Grange, coming off his fourth straight 100-yard rushing game, and Williams, who also scored twice via an 82-yard kickoff return on the game’s first play, as well as a 35-yard TD catch early in the second quarter, are as dialed in as the rest of their mates. However, it’s how they both ended up here that tells the real story.

Grange spent his first two high school years at Northeast, running for 540 yards as the team’s leading rusher as a sophomore. He then decided to transfer to Archbishop Ryan, where Williams spent his first two years.

“When I was at Ryan as a sophomore, Grange came and shadowed me,” said Williams, who has 28 catches for 358 yards and nine total scores (five receiving). “I told him to come there so we could win a championship, but I ended up leaving.”

Williams transferred to nearby Lincoln, and Grange, then at Ryan, missed the entire season due to injury. He ended up transferring back to Northeast for his senior year, and Williams left Lincoln to join his close friend for their senior campaigns.

It didn’t start out all that great. Northeast, a trendy pick to own the Public League, stumbled out of the gate, losing its first four games and five of its first six. Three of those losses were by a combined four points. Grange got hurt again, missed a game and was slow to return to form, while Williams was without quarterback Asa Manley for almost two games due to Manley’s own injury. A season with such high expectations was in serious danger of collapsing.

However, the Vikings have won four of their last five games. Head coach Phil Gormley, sensing the athletes he has at the running back position (Manley himself is a converted tailback), implemented a new offensive package in which he rotates his stable of playmakers under center in a Wildcat formation, throwing defensive coordinators for a loop. Grange, Manley, senior Rasaan Moore and sophomore Keith Moore share those duties, with a pinch of Williams mixed into the passing game. As a result, the Vikings are averaging 276 yards on the ground in the last four games.

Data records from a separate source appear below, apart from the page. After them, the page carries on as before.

PR #281, opened 2022-11-22
feat: add fuel-indexer

bingcicle:


deekerno (approved):
❤️

ra0x3:
@bingcicle A few questions
- Is the indexer binary installed automatically when I install `fuelup`?
  - I imagine it's installed in the same location as `forc` (for example)?
- If I'm open `fuelup` and I want to change which version of the indexer binary I'm using, is that possible? If so, how would I do that?
- If I'm on a prior version of `fuelup` (0.12) would I `fuelup self update` to upgrade to the `fuelup` version that supports the indexer binary? (when that version is released, anyway)

PR #282, opened 2022-11-23
feat: handle no such file error

bingcicle:
The most common error I believe that is encountered is the `No such file or directory (os error 2)` when trying to execute a component from a toolchain which does not have the component installed. This is because fuelup tries to directly execute the executable from path, and if not found, it means that the file does not exist.

Here we handle `ErrorKind::NotFound` in a custom way to give the users more info on what happened in the context of fuelup and components.

### DIFF
--- a/src/proxy_cli.rs
+++ b/src/proxy_cli.rs
@@ -1,5 +1,6 @@
 use anyhow::Result;
 use std::ffi::OsString;
+use std::io::{Error, ErrorKind};
 use std::os::unix::prelude::CommandExt;
 use std::process::{Command, ExitCode, Stdio};
 use std::{env, io};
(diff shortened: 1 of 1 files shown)


kayagokalp (commented):
Not sure if this is again happening due to MacOs but this seems to have no effect on my system I still got `No such file..` 🤔

bingcicle:
@kayagokalp To test this, you'd have to use this version of `fuelup` to execute the other binaries since they are called through fuelup. You'd also need to re-link the binaries to `fuelup`, otherwise this new piece of code wouldn't be available in the older version (since the binaries in `/.fuelup/bin` are just fake `fuelup` binaries that call the actual binaries!). AFAIK I don't think there is a way to retroactively fix this :/

To test:

1. `mv target/debug/fuelup ~/.fuelup/bin` - ensure that we are using this fuelup instead of release fuelup
2. `fuelup toolchain new new-toolchain`
3. `forc` - executing `forc` here should still show the old error ("No such file...") like you mentioned. We have to re-link the fake binary first.
4. `fuelup component add forc` - relinks `forc` to `fuelup`. This ensures the fake `forc` has the latest error matching code block.
5. `fuelup component remove forc` - we delete the real `forc` here in the toolchains directory.
6. `forc` - this should show the new error, and will do so for future new custom toolchains.

kayagokalp (approved):
Thanks for the great testing steps @bingcicle. Everything works! 🚀 🚢

PR #292, opened 2022-11-28
feat: component list

### LINKED ISSUE #264: Proposal to add the ability for `fuelup` to list components that you have the ability to install on your current toolchain

I've been finding myself wanting the ability to write `fuelup component list` to see a list of possible components that I could install (and which version is `latest`).

### Solution you'd like

Currently my flow is to use `fuelup show` to get the current list of components that I _don't_ have installed, then `fuelup component add <name>` based on the list from the previous command. But remembering that flow feels a little unintuitive to me because `fuelup show` is semantically different than `fuelup component`, and also the description for `fuelup show` doesn't list "component": "Show the active and installed toolchains, as well as the host and fuelup home"

### Notes

Just a thought 😄

bingcicle:
closes #264

There's some extra stuff that I added/changed to the spec mentioned in the issue:
- Changed naming of __available__ to __installable__, I believe this is a more accurate naming than __available__ (something can be installed and yet still be available)
- Continue the pattern of listing `forc` plugins that are distributed together with `forc`, underneath the `forc` entry. This way we do not confuse users that plugins like `forc-fmt` are installable on their own, rather that they come packaged together with `forc`.
- Added the currently active toolchain name in the header so that the user knows the context in which they are working under.

Sample output on `latest` (with failure on `fuel-indexer` included since it's not installable yet, but is available on my development branch):
image

Sample output on a custom toolchain. Notice that `forc-wallet` is not on the latest, and we have an installable component `fuel-indexer` available:

image


src/ops/fuelup_component/list.rs
```diff
@@ -0,0 +1,101 @@
...
+
+            installed_components_summary.push_str(&format_installed_component_info(
+                &component.name,
+                current_version,
+                &version_info,
+            ));
+
+            if component.name == component::FORC {
+                installed_components_summary
+                    .push_str(&format_forc_default_plugins(component.executables))
```
mitchmindtree, line 81: Are we sure we want to have a special case for the default plugins rather than listing them like the rest? Is it possible for a user to have a different version of `forc` to say `forc-lsp` if they're using a custom toolchain?

mitchmindtree (commented):
Nice, this will be very handy :+1:

src/ops/fuelup_component/list.rs
bingcicle: Hmm, this is tricky because of the way we release forc binaries - they're all packaged together in one tarball in [this step](https://github.com/FuelLabs/sway/blob/12aff7873345daf8930affa472c222ffb7906c5d/.github/workflows/ci.yml#L626-L629). So it's not possible to install `forc-lsp` separately from `forc`, and listing them in the way I did was to emphasize that it's impossible to do that. Otherwise, we might have people trying to do `fuelup component add forc-lsp` when the command should be `fuelup component add forc`.

It's hard to get a different version of `forc` vs `forc-lsp`, but i guess its possible if the user manually moves their binaries around.

To address this, we could update this behaviour to list the versions of each plugin tagged to `forc` as well, similar to how `fuelup show` does it. But perhaps a longer term solution might be one of the below, to be able to install, say `forc-lsp`, separately:

1) we re-work the way we package the `forc` binaries (I've been wondering recently why we didn't do what [`tracing` does with their releases](https://github.com/tokio-rs/tracing/releases)), or
2)  re-work unpacking the tarball to keep only the binary we want to specifically install and delete the others (though this would probably over-complicate the process for little to no gain, so I don't really like this)

mitchmindtree: > So it's not possible to install forc-lsp separately from forc, and listing them in the way I did was to emphasize that it's impossible to do that. Otherwise, we might have people trying to do fuelup component add forc-lsp when the command should be fuelup component add forc.

Ahhh if that's the case, let's not worry about it - this seems fine :+1: It would be a very niche need anyway, and there are trivial workarounds (like installing forc-lsp via cargo instead). We can reconsider splitting up `forc` if we get a motivating issue, but otherwise this seems fine.

mitchmindtree (approved):

src/ops/fuelup_component/list.rs
bingcicle: I think I will create a separate issue to print the versions of the plugins themselves as well, because it is indeed an oversight if the actual executables are moved around by the user and are different from the `forc` version.

PR #294, opened 2022-11-30
feat: warn existing executables

### LINKED ISSUE #290: Upon installation of a toolchain or component, warn the user if any executables already existing on their `PATH`
It is totally valid for a user to have two installations of a particular tool. E.g. a user might setup their path like so:
```
PATH="~/.cargo/bin:~/.fuelup/bin"
```
This allows them to use `cargo` to temporarily install tools during development (e.g. `cargo install --path forc`) and then remove them again later `cargo uninstall forc` in a manner that falls back to their `fuelup` installation.

However, a lot of the time (especially for less-experienced devs) having multiple installations of a tool on a `PATH` can just be confusing.

During installation, we should make it clear if `fuelup` is installing a tool that is already installed on the user's system. We can check whether each of the executables already exist on the user's system by checking and searching the user's `PATH` (see `forc`'s plugin support for an example of searching the `PATH`).

If a duplicate is found we should clarify the following when installing:

- That a duplicate exists.
- Where the duplicate is located (its path).
- Which version (i.e. the existing version or the version being installed by `fuelup`) will take priority based on the search order of their `PATH`.

The final point might be trickier depending on the complexity of the user's `PATH`, but would likely be very valuable information for many users.

We could re-warn on `fuelup update` too.

---

Later on, we can consider adding heuristics for suggestions on how to resolve conflicts based on where the duplicates are and the `PATH` order, e.g. "`fuelup` detected a version of `forc` installed via `cargo` that will take precedece - consider uninstalling it with `cargo uninstall forc`".

bingcicle:
closes #290 

This check is invoked upon `install` or `update` commands.

Example output:

image

This check will warn when:

1) your fuel related executable exists but is not in `.fuelup/bin`,
2) your fuel related executable exists, is not in `.fuelup/bin` and instead is in `.cargo/bin`, urging the user to do `cargo uninstall` when `fuelup` is about to do an install or update.
3) your fuel related executable exists, is both in `.fuelup/bin` and in `.cargo/bin`, warning that the version in `.fuelup/bin` is overshadowed and urging the user to do `cargo uninstall`.

A fourth variation exists but should be rare, and happens when your fuel related executable exists, is in some other path and not in `.cargo/bin` (eg. `.local/bin`). In this case the warning only shows up and does not suggest any action to be taken.

Example:

image


bingcicle:
Added a pretty comprehensive test for the warning messages which may come in 4 different scenarios.

src/path.rs
```diff
@@ -51,3 +54,81 @@ pub fn ensure_dir_exists(path: &Path) -> Result<()> {
...
+                let mut message = String::new();
+                let fuelup_bin_dir = fuelup_bin_dir();
+                if !path.contains(fuelup_bin_dir.to_str().unwrap()) {
+                    let maybe_fuelup_executable = fuelup_bin_dir.join(&e);
+
+                    message.push_str(&format!("warning: '{e}' found in PATH at {path}."));
+
+                    if is_executable(&maybe_fuelup_executable) {
+                        message.push_str(&format!(
+                            " '{}' already installed at {} which will be overshadowed by the copy at {}.",
```
mitchmindtree, line 87:
```suggestion
                            " This will take precedence over '{}', already installed at {}. Consider uninstalling {}, or re-arranging your PATH to give fuelup priority.",
```
Maybe this is a little more consistent with the other branch's warning message? It also adds a general suggestion for uninstalling the other version or re-arranging PATH. Maybe we could add this suggestion to the other branch too?

mitchmindtree (commented):
Nice one @bingcicle, I feel like this might single-handedly solve 50% of devrel bugs/reports (provided users actually read `fuelup`'s output) :smiling_face_with_tear:

PR #302, opened 2022-12-06
warning message for trying to add a default forc plugin

bingcicle:


component/src/lib.rs
```diff
@@ -215,4 +224,17 @@ targets = ["linux_amd64", "linux_arm64", "darwin_amd64", "darwin_arm64"]
     fn test_collect_plugin_executables() {
         assert!(Components::collect_plugin_executables().is_ok());
     }
+
+    #[test]
+    fn test_is_default_forc_plugin() {
+        let executables = Components::collect_plugin_executables().unwrap();
+
+        for executable in executables.iter() {
+            if ["forc-lsp", "forc-doc", "forc-client", "forc-fmt"].contains(&executable.as_str()) {
```
mitchmindtree, line 233: Do we not have consts for these?

component/src/lib.rs
```diff
@@ -48,6 +48,15 @@ impl Component {
...
             .and_then(|c| Ok(c.clone()))
     }
+
+    pub fn is_default_forc_plugin(name: &str) -> bool {
+        (Self::from_name(FORC)
+            .unwrap()
+            .executables
+            .contains(&name.to_string())
+            && name != FORC)
+            || name == "forc-client"
```
mitchmindtree, line 58: same here

component/src/lib.rs
```diff
@@ -48,6 +48,15 @@ impl Component {
             .ok_or_else(|| anyhow!("component with name '{}' does not exist", name))
             .and_then(|c| Ok(c.clone()))
     }
+
+    pub fn is_default_forc_plugin(name: &str) -> bool {
+        (Self::from_name(FORC)
+            .unwrap()
```
mitchmindtree, line 54:
```suggestion
            .expect("there must always be a `forc` component")
```

component/src/lib.rs
bingcicle: Hmm, on second thought I might just remove this test because it's basically just testing a bool, which isn't very valuable, but the consts were removed when we introduced the `Component` abstraction which basically got rid of all the const strs that we were using.

component/src/lib.rs
bingcicle: Hmm, I didn't want to create a const for just 1 check at a place - the line of thought was that this could cause future PRs/contributions to use this `FORC_CLIENT` const should we add it to `constants.rs`, when this is just a one time check, plus it's probably unlikely that the name `forc-client` would be changed frequently anyway :thinking:

mitchmindtree: Using `const`s for str literals like this is not only about ease of refactoring or renaming, but also about removing the scope for human error when inevitably we want to use the same string again somewhere else.

E.g. it can be easy to miss a typo in a string literal, but you cannot write a typo in a `const` binding without getting a compile error. By maintaining a policy of using `const`s for literals rather than repeating the literals themselves, you only have to check for typos in one location.

> I didn't want to create a const for just 1 check at a place

We use the same literal above in the `executables` iteration :smiling_face_with_tear:

mitchmindtree (approved):
Approving as the last suggestion isn't major, will leave it up to you!

component/src/lib.rs
bingcicle: You make a good point, will change it accordingly :+1:

kayagokalp (approved):

PR #311, opened 2022-12-12
tweak: do not consume download Err

bingcicle:
realized while looking at logs from someone reporting errors on discord, it's hard to know for sure the error when it's ignored.


kayagokalp (approved):
utACK

PR #305, opened 2021-09-27
Write only base-names of files in the checksum file on releases

genexpr:
Issue [#33640](https://github.com/rancher/rancher/issues/33640)


StrongMonkey (approved):

StrongMonkey:
@genexpr you can tag an new rc in CLI and check the [sha256sum.txt](https://github.com/rancher/cli/releases/download/v2.4.13/sha256sum.txt) file. It should has the basename of the file.

genexpr:
@StrongMonkey, that means after merging I should create a new pre-release with a tag of `v2.4.14-rc1`, right?

StrongMonkey:
@genexpr That's right

superseb (changes requested):
Part of this should be making sure we do this for all of our repositories or not I think, currently they all not use this but just changing one causing discrepancy with the other repos and if we decide to change this, we should change it for all repositories that publish checksum so we know what to expect. Besides users having to change their checksum command, I don't think anything else is broken by this change?

genexpr:
@superseb, good point! One question: it does not matter what kind of assets we release, right? For example, in `rancher/rancher`, there are no binaries, just scripts and text files. But users still might want to run a checksum to verify the integrity of those files?

Also, should we first merge this one, then make a pre-release RC - just to test it? If drone processes the paths as we want, then we can add the same change to the other repos? By the way, what exact other repos besides the main `rancher` one? Every one that has releases conducted by drone?

genexpr:
We use this flag in a few other `rancher` repositories, such as `rke2`, `terraform-controller`, and about 30 others. Which is good, because there is no inconsistency, file path flattening for a checksum file is used where it's needed.

StrongMonkey (approved):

“As a team, we’ve got a lot of athletes,” Grange said. “Coach saw that and put some new packages in. When you’ve got a bunch of running backs and a quarterback who’s really a running back, that comes in handy. It’s working for us.”

Northeast grabbed the fourth and final spot out of the Public League AAAA Independence Division and will travel to Liberty Division top seed Simon Gratz on Friday at 6 p.m. for a quarterfinals match-up. Gratz (8–1) has won seven straight.

“I told the team to get ready for the playoffs and to expect the unexpected,” said Grange, who has 777 yards rushing and 10 TDs. “Teams will look at us as the underdog, and that’s fine, because we haven’t won anything yet. But neither have they (Gratz).”

“We came into the preseason thinking teams would lay down for us and we’d march right to the title game,” Williams said. “It was a wakeup call. Those tight losses got our minds back focused on the game. We lifted more, watched more film, went full contact in practice almost every day. Those losses, we’ll take them in the beginning instead of now.”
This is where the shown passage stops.